§ WHAT TO PRODUCE:
Filter the entries that follow, copying every line in which the word "import" appears.

§ DATASET RECORDS:
PR #1775, opened 2026-05-02
pyproject.toml: Make licensing conformant to PEP 639

berquist:
See https://peps.python.org/pep-0639/ for more information.

### DIFF
--- a/pyproject.toml
+++ b/pyproject.toml
@@ -1,34 +1,34 @@
 [project]
 name = "cclib"
-dynamic = ["version"]
 description = "parsers and algorithms for computational chemistry"
 readme = "README.md"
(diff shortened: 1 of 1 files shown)


berquist:
It looks like the last version of setuptools that will install on Python 3.8 is 75.3.4.

Related: https://endoflife.date/python

I know that RHEL 8 Python default is 3.6 but it's easy to install newer versions.

Current QCElemental is requiring 3.7 but will switch to 3.9 once Pydantic v2 support is finished.

I think bumping `master` to 3.9 for 1.9 is ok, and 2.0 on `main` will probably require 3.9 or 3.10.  The latest pint version requires 3.11.

PR #1789, opened 2026-05-21
End of spin down orbitals section properly detected

ecnicolas:
In Orca 6.1.1, the final line ends with 25*'-', it was not detected with the previous definition. It should not affect previous versions (the previous lines are > 25 chars long anyway)


berquist (approved):
Thanks!

PR #1802, opened 2026-06-11
Fix NWChem parsing when atom names are not capitalized

### LINKED ISSUE #1801: NWChem parsing error: KeyError: 'N'
cclib version: 1.8.1
NWChem version: 7.3.0
python version: 3.11.13

This is an example from the NWChem tutorial, with the input

```
 title "Nitrogen cc-pvdz SCF geometry optimization"  
 geometry    
   n 0 0 0  
   n 0 0 1.08  
 end  
 basis  
   n library cc-pvdz  
 end  
 task scf optimize
```

output attached.  When I import this I get

```
>>> import cclib
>>> file = '/Users/jasonb/testdir123/n2_opt.out'
>>> data = cclib.io.ccread(file)
[NWChem /Users/jasonb/testdir123/n2_opt.out ERROR] Encountered error when parsing.
[NWChem /Users/jasonb/testdir123/n2_opt.out ERROR] Last line read:       n                 14.003070

  File "/Users/jasonb/miniconda3/envs/my-cclib-env/lib/python3.11/site-packages/cclib/io/ccio.py", line 185, in ccread
    return log.parse()
           ^^^^^^^^^^^
  File "/Users/jasonb/miniconda3/envs/my-cclib-env/lib/python3.11/site-packages/cclib/parser/logfileparser.py", line 165, in parse
    self.extract(self.inputfile, line)
  File "/Users/jasonb/miniconda3/envs/my-cclib-env/lib/python3.11/site-packages/cclib/parser/nwchemparser.py", line 103, in extract
    masses = [name2mass[self.table.element[number]] for number in self.atomnos]
             ^^^^^^^^^^^^^^^^^^^^^^^^^^^^^^^^^^^^^^^^^^^^^^^^^^^^^^^^^^^^^^^^^^
  File "/Users/jasonb/miniconda3/envs/my-cclib-env/lib/python3.11/site-packages/cclib/parser/nwchemparser.py", line 103, in <listcomp>
    masses = [name2mass[self.table.element[number]] for number in self.atomnos]
              ~~~~~~~~~^^^^^^^^^^^^^^^^^^^^^^^^^^^^
KeyError: 'N'
```

I don't know how the n gets turned into an N.

[n2_opt.txt](https://github.com/user-attachments/files/28815578/n2_opt.txt)

gaoflow:
Fixes #1801.

NWChem echoes atom names with the capitalization the user typed in the input geometry — the attached `n2_opt.out` from the issue has `n 14.003070` in its Atomic Mass block because the input said `n 0 0 0`. The parser, however, resolves atoms through standard `PeriodicTable` symbols (`'N'`), so `name2mass['N']` raised the reported `KeyError: 'N'`. The same as-typed-name vs. canonical-symbol mismatch exists in the two basis summary sections (`gbasis_dict`/`atombasis_dict` via `name2element`) and in `self.shells`, whose `after_parsing` consumer looks up by element and silently dropped `aonames` with a warning when the keys didn't match.

Changes:
- `name2element` now capitalizes the extracted symbol, fixing the `gbasis`/`atombasis` lookups; the Atomic Mass block gets the same normalization, and `self.shells` is keyed by element so `aonames` are built.
- With the KeyError gone, the issue's file then crashed in `Symmetry analysis of basis`: that block has one line per irrep, and the parser read `pg_order` lines, which only matches for abelian groups. The file's D4h has order 16 but 10 irreps, so the parser ran past the block into a blank line (`IndexError`). It now reads until the blank line that ends the block.

With both fixes the file from the issue parses end to end: `atommasses` is `[14.00307, 14.00307]`, `atombasis`/`gbasis` resolve, and `aonames` (`N1_1S`…) are produced instead of being dropped.

Tests: two unit tests in `test/parser/testspecificparsers.py` drive the parser over a minimal fragment modeled on the issue's file — one with lowercase atom names, one with capitalized names isolating the non-abelian symlabels case. Both fail on master and pass with the fix; the existing NWChem data tests (486) pass unchanged.

### DIFF
--- a/cclib/parser/nwchemparser.py
+++ b/cclib/parser/nwchemparser.py
@@ -38,7 +38,10 @@ class NWChem(logfileparser.Logfile):
 
     @staticmethod
     def name2element(lbl: str) -> str:
-        return "".join(itertools.takewhile(str.isalpha, str(lbl)))
+        # NWChem echoes atom names with the capitalization used in the input
+        # (e.g. "n" or "FE"), while these are looked up against the standard
+        # symbols in PeriodicTable, so normalize the case.
+        return "".join(itertools.takewhile(str.isalpha, str(lbl))).capitalize()
 
     def extract(self, inputfile: "FileWrapper", line: str) -> None:
         """Extract information from the file object inputfile."""
@@ -106,7 +109,9 @@ class NWChem(logfileparser.Logfile):
                 tokens = next(inputfile).split()
                 mtch = re.search(r"[a-zA-Z]+", tokens[0])
                 assert mtch is not None
-                name2mass[mtch.group()] = float(tokens[1])
+                # The atom name is echoed as typed in the input (e.g. "n"),
+                # but is looked up below via the standard PeriodicTable symbol.
+                name2mass[mtch.group().capitalize()] = float(tokens[1])
             masses = [name2mass[self.table.element[number]] for number in self.atomnos]
             self.set_attribute("atommasses", masses)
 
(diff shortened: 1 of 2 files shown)


berquist:
This is failing because of changes I made to the underlying CI images after the PR was made but before I approved CI to run.

However, while we develop a policy on AI-based contributions (https://github.com/cclib/cclib/issues/1749), particularly those from agents, we won't be accepting any AI-generated code.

§ RESULT OF THIS EXERCISE:
output attached.  When I import this I get
>>> import cclib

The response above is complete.